** GIVEN INFORMATION follows **

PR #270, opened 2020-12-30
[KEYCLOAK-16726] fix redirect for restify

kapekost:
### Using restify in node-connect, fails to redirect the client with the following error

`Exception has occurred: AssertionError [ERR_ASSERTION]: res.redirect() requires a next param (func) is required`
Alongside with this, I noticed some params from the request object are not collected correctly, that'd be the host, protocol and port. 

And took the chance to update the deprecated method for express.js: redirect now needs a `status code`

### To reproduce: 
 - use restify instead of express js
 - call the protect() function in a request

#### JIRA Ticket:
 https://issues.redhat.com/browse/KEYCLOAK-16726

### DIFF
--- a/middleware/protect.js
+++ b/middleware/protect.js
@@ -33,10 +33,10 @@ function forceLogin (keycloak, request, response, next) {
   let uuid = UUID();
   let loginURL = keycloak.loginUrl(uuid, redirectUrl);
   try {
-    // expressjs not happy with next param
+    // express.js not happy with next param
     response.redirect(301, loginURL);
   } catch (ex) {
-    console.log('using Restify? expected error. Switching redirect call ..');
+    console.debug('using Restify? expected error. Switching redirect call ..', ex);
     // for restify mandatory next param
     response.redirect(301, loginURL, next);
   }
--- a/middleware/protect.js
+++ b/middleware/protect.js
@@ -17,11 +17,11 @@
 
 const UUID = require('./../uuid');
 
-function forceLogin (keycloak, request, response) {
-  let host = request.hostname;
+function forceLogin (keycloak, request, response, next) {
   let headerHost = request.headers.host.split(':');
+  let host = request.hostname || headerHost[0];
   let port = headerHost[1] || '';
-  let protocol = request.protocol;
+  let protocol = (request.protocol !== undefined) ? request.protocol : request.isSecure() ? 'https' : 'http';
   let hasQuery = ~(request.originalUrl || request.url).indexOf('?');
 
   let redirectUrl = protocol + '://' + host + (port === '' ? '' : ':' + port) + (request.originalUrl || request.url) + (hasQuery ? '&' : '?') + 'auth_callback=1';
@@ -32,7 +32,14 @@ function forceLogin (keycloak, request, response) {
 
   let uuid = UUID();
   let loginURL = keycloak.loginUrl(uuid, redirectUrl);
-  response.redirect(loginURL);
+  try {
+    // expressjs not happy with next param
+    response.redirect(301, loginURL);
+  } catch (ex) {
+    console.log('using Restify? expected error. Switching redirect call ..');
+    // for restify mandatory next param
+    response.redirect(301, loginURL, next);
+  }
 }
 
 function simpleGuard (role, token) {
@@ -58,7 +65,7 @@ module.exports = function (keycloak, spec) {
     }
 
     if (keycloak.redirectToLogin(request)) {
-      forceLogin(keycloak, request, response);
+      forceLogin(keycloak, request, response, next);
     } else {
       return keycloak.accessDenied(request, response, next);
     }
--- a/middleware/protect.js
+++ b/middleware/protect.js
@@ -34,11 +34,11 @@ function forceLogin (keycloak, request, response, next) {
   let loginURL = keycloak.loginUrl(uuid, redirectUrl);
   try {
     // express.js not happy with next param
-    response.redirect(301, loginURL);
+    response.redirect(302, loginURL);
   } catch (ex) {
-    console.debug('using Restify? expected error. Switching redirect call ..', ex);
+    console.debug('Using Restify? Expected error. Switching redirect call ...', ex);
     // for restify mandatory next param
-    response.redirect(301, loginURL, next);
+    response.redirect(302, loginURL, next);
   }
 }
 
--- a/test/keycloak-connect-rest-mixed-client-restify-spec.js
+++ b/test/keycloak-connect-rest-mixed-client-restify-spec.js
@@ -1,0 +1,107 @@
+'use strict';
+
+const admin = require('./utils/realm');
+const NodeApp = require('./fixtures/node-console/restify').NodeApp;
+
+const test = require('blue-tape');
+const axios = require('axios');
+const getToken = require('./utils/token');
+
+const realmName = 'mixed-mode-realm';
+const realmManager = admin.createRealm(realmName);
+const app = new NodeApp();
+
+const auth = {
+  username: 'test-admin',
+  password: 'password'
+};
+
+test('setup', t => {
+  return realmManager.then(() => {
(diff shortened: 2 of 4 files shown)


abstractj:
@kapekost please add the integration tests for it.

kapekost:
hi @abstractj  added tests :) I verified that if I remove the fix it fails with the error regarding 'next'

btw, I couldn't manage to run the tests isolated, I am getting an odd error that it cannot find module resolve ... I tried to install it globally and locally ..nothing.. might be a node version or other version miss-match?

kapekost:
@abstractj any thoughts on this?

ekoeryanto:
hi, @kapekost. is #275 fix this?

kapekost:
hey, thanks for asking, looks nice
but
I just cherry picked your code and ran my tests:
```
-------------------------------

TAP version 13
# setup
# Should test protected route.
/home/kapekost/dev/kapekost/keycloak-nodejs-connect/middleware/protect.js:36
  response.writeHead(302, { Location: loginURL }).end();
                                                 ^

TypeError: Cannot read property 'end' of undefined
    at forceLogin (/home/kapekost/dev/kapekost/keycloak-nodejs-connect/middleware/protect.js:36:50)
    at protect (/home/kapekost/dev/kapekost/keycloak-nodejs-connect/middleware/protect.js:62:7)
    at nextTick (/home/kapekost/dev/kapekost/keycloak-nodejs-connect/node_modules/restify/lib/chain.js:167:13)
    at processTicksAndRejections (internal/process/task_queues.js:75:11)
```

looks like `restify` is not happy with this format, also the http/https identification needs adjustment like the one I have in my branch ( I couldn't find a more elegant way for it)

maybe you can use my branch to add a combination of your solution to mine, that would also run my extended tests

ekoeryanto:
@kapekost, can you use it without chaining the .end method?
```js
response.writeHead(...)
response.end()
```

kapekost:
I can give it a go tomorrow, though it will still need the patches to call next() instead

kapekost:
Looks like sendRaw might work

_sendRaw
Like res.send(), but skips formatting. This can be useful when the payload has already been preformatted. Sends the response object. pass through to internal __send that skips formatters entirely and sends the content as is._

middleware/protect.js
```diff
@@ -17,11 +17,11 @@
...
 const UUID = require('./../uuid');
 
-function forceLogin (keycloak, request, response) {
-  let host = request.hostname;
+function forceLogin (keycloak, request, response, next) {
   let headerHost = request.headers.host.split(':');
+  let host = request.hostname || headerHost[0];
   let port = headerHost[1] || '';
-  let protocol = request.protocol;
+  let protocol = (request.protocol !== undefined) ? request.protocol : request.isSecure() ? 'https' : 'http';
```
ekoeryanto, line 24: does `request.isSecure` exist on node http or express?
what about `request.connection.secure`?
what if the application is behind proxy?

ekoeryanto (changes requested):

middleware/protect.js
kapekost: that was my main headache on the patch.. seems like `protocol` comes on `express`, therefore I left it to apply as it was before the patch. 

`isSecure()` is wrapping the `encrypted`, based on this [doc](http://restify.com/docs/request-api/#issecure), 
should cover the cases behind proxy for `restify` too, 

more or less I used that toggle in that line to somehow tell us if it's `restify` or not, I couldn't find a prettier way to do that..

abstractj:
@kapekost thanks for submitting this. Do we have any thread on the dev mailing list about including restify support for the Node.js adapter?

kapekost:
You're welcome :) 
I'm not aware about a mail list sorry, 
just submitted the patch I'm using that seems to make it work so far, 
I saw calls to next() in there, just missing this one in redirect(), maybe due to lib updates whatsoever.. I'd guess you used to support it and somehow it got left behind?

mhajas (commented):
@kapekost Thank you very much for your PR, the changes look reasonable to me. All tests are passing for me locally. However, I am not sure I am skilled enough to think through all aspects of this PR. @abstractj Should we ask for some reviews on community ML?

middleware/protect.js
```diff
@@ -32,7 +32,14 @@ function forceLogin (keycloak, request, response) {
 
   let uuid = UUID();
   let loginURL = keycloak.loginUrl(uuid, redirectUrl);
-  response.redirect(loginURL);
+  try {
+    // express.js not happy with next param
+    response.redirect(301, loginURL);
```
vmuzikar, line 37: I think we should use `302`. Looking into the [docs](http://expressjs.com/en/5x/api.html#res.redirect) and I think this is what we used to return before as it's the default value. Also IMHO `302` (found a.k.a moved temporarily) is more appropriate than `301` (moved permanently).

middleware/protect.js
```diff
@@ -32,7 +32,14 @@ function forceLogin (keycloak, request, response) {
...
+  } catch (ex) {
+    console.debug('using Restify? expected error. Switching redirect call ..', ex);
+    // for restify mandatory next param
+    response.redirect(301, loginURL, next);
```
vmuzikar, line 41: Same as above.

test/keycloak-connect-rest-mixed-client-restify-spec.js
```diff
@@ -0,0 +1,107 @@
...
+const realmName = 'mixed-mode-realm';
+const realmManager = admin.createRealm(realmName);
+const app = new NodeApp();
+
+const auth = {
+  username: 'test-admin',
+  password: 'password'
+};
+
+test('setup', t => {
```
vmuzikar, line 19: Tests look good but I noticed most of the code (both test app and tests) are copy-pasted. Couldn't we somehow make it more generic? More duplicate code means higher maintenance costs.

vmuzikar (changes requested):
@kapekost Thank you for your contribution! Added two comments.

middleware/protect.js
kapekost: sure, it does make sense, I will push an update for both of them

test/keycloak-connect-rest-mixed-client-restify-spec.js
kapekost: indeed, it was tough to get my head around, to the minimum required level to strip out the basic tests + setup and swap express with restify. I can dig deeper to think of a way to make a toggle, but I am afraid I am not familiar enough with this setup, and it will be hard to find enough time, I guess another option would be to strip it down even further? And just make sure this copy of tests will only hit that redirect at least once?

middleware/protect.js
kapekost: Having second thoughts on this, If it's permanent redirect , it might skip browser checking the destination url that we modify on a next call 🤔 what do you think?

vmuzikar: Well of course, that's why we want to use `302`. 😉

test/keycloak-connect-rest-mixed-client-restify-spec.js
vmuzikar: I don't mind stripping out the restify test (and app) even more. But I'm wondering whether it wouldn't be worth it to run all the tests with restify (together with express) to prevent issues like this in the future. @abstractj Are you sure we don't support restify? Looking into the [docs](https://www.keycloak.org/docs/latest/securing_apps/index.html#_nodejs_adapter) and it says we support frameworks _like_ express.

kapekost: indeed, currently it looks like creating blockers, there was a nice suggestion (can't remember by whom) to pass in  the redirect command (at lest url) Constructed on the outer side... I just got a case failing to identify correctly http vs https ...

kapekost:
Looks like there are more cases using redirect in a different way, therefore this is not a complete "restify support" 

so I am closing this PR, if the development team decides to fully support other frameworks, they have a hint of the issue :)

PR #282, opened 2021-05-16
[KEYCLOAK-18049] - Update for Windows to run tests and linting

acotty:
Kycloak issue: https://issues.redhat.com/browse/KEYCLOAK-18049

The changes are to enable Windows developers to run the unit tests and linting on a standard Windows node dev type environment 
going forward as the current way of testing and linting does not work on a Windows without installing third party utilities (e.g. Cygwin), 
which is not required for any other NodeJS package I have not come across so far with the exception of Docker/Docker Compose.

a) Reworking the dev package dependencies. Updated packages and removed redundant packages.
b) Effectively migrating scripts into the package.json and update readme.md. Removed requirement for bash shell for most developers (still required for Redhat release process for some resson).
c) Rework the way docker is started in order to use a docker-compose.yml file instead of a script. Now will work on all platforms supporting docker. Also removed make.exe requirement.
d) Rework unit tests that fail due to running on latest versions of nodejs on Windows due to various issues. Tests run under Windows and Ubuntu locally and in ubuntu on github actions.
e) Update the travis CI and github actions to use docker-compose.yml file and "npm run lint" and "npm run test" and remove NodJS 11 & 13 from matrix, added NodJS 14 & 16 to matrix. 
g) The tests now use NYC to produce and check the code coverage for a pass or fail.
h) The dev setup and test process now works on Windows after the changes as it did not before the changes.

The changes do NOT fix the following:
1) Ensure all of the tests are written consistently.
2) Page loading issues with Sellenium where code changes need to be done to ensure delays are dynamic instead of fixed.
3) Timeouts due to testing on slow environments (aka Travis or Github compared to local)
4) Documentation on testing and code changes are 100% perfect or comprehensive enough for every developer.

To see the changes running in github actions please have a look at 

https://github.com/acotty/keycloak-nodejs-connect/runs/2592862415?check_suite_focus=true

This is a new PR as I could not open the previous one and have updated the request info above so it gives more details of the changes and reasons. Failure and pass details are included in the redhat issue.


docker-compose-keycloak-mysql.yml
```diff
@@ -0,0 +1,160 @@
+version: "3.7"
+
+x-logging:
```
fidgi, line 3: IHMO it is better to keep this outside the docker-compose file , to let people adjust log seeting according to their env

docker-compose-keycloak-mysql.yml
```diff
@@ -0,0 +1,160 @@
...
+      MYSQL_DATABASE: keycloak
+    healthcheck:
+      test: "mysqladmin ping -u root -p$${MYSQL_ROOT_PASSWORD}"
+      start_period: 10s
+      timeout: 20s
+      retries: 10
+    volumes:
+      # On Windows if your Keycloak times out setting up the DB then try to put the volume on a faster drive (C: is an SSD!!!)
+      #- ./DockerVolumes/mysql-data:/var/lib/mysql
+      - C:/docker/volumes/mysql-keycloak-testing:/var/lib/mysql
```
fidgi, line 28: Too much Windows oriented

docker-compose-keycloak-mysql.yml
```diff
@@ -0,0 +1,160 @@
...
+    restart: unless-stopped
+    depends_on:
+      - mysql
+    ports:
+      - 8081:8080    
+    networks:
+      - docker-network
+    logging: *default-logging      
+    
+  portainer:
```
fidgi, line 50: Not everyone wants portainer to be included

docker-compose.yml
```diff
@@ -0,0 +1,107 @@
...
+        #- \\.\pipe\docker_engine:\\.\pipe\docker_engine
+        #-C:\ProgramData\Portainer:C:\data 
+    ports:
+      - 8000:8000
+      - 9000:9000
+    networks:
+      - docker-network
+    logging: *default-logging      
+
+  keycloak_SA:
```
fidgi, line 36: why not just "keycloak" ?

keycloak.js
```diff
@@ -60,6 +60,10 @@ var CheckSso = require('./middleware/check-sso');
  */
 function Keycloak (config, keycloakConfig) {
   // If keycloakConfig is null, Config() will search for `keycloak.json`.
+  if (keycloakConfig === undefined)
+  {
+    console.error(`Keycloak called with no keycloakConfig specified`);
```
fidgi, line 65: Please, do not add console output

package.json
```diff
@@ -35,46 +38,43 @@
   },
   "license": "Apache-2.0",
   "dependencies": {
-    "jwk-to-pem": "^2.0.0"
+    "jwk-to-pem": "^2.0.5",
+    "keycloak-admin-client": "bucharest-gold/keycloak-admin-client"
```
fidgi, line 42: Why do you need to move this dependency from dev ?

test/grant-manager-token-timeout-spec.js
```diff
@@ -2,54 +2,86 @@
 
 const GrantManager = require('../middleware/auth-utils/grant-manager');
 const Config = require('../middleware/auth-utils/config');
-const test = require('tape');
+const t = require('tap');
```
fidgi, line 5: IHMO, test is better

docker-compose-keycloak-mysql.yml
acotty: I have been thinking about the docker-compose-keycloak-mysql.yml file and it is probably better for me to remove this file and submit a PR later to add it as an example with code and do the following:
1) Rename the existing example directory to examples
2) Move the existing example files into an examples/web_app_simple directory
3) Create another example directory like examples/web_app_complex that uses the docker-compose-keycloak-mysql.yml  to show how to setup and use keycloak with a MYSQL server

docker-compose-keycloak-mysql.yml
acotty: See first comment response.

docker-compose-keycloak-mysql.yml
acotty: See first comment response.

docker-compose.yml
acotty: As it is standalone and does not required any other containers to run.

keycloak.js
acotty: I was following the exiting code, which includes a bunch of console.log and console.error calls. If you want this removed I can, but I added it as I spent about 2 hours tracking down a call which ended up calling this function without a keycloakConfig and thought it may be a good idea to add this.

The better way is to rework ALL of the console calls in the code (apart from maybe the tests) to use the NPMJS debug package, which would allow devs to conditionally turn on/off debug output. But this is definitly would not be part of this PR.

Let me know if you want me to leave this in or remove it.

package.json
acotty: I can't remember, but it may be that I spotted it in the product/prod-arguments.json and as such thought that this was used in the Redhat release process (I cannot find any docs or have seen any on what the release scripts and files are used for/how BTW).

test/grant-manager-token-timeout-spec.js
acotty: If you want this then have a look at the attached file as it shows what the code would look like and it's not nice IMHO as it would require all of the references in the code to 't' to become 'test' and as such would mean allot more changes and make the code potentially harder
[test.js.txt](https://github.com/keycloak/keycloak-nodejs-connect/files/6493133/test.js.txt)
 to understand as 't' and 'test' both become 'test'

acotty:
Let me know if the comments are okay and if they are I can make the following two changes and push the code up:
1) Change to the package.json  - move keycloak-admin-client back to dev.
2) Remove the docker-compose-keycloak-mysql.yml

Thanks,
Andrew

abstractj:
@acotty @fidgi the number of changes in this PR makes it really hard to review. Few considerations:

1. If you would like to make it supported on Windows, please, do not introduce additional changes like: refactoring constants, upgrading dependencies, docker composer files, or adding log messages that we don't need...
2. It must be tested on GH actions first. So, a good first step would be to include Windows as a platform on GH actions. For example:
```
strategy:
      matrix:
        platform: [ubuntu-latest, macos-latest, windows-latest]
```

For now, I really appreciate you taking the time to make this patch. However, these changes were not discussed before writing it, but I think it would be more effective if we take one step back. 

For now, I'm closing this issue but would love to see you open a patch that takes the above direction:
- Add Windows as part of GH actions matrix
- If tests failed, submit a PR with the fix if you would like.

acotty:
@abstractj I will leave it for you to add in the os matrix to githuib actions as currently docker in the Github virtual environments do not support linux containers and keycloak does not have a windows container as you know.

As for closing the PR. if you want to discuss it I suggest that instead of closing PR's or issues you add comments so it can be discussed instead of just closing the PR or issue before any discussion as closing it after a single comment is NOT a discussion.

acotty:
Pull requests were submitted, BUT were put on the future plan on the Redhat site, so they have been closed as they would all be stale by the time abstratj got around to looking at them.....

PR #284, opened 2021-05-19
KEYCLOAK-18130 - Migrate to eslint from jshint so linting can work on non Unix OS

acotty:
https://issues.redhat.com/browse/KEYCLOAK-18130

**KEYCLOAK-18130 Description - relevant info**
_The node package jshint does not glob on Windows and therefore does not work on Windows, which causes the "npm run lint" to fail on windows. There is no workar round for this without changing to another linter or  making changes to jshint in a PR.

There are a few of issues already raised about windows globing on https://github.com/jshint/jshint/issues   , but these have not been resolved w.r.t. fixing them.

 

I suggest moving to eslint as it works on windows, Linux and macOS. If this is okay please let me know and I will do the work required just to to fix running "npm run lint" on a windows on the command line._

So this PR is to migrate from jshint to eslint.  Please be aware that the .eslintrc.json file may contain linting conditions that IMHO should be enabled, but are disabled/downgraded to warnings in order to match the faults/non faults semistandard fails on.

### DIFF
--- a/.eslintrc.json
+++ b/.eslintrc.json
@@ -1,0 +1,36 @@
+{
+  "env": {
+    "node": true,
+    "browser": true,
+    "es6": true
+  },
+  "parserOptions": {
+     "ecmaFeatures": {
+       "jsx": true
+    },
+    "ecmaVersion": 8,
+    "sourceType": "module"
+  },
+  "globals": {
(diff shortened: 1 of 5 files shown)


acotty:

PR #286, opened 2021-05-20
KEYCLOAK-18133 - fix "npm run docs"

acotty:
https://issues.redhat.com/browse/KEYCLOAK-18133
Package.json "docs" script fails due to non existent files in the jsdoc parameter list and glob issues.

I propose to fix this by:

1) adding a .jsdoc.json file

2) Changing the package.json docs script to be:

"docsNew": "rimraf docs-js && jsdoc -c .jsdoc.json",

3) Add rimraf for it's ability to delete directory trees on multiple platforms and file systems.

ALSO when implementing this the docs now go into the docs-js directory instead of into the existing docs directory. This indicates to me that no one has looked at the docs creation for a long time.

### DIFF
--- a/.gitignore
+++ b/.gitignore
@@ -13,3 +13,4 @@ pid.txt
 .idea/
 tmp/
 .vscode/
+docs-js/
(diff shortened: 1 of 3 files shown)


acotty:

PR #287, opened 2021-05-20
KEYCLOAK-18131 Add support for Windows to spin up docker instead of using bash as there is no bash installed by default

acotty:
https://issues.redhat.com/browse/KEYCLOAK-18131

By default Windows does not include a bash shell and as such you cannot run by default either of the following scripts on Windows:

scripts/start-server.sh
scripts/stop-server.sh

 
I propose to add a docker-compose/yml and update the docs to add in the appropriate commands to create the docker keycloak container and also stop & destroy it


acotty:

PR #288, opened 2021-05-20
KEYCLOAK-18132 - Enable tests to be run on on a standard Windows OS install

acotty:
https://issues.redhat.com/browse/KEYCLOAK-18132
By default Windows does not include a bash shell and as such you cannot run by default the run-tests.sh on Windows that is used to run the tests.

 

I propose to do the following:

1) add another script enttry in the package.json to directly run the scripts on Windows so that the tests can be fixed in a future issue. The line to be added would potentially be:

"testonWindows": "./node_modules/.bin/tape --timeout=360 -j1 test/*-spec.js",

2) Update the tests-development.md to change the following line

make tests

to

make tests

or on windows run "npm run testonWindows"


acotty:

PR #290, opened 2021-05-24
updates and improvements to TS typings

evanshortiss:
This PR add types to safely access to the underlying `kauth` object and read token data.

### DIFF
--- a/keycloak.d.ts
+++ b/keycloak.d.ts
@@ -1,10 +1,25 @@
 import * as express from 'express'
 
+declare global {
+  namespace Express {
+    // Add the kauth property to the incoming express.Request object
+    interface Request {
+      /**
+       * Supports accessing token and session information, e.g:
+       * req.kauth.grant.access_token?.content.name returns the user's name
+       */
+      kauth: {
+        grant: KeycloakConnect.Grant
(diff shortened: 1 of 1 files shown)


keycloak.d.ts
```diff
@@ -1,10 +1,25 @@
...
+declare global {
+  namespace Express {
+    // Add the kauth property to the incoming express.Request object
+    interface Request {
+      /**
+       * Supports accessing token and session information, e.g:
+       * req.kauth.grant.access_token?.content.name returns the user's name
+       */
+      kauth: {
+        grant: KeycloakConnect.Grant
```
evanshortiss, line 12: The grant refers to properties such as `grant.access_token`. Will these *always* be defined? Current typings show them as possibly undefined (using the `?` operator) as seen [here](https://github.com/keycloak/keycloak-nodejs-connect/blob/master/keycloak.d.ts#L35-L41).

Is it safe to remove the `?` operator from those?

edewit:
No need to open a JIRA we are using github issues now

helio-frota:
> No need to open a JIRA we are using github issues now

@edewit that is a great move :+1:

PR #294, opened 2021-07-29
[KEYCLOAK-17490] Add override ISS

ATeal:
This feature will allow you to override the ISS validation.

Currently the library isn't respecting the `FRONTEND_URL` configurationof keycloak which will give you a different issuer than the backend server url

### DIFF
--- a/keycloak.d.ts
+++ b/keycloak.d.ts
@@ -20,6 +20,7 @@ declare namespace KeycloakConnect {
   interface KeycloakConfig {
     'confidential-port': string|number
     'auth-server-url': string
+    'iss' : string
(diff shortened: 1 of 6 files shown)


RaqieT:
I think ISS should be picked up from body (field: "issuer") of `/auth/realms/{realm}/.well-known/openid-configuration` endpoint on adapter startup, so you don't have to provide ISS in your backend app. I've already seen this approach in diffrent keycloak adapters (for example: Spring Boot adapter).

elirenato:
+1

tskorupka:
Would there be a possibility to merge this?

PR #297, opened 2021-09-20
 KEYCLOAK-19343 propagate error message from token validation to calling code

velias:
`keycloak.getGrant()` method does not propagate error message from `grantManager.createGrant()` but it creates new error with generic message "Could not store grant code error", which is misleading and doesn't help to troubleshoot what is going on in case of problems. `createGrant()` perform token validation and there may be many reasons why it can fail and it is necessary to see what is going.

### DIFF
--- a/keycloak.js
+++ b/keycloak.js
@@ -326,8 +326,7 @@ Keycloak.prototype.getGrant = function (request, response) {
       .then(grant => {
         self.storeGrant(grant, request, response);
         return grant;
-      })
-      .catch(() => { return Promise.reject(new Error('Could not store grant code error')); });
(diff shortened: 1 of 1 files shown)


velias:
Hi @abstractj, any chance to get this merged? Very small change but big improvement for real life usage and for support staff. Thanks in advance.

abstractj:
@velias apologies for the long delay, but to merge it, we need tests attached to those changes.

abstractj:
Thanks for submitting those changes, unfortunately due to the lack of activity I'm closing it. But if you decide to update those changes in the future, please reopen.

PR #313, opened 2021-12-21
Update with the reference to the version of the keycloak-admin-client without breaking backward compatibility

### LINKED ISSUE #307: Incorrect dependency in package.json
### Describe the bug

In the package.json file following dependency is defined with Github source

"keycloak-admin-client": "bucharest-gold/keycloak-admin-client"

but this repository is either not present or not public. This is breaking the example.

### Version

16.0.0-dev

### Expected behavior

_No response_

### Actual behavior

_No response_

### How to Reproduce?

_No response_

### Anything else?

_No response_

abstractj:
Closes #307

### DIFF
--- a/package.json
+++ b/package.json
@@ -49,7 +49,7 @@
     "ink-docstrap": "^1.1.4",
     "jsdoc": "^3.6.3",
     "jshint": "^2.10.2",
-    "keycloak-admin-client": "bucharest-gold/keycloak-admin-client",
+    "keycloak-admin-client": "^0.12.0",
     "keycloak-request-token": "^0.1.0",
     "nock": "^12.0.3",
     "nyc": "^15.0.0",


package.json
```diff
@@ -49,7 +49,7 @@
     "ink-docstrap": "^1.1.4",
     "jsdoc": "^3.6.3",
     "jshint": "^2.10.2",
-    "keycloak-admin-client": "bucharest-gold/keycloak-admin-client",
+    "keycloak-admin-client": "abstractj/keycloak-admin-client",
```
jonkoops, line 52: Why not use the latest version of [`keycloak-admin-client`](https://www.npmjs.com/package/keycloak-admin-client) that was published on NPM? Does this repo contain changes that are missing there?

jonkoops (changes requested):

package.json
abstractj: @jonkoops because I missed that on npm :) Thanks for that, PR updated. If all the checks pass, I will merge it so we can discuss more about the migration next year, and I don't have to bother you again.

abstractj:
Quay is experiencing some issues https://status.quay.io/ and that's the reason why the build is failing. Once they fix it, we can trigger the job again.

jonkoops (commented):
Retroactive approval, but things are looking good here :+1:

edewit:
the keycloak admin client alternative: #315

** End of GIVEN INFORMATION **

EXERCISE:
Out of the data above, give again only the lines starting at the one holding "maybe you can" and ending at the one holding "what if the application is behind proxy?", unchanged.

EXERCISE RESPONSE:
maybe you can use my branch to add a combination of your solution to mine, that would also run my extended tests

ekoeryanto:
@kapekost, can you use it without chaining the .end method?
```js
response.writeHead(...)
response.end()
```

kapekost:
I can give it a go tomorrow, though it will still need the patches to call next() instead

kapekost:
Looks like sendRaw might work

_sendRaw
Like res.send(), but skips formatting. This can be useful when the payload has already been preformatted. Sends the response object. pass through to internal __send that skips formatters entirely and sends the content as is._

middleware/protect.js
```diff
@@ -17,11 +17,11 @@
...
 const UUID = require('./../uuid');
 
-function forceLogin (keycloak, request, response) {
-  let host = request.hostname;
+function forceLogin (keycloak, request, response, next) {
   let headerHost = request.headers.host.split(':');
+  let host = request.hostname || headerHost[0];
   let port = headerHost[1] || '';
-  let protocol = request.protocol;
+  let protocol = (request.protocol !== undefined) ? request.protocol : request.isSecure() ? 'https' : 'http';
```
ekoeryanto, line 24: does `request.isSecure` exist on node http or express?
what about `request.connection.secure`?
what if the application is behind proxy?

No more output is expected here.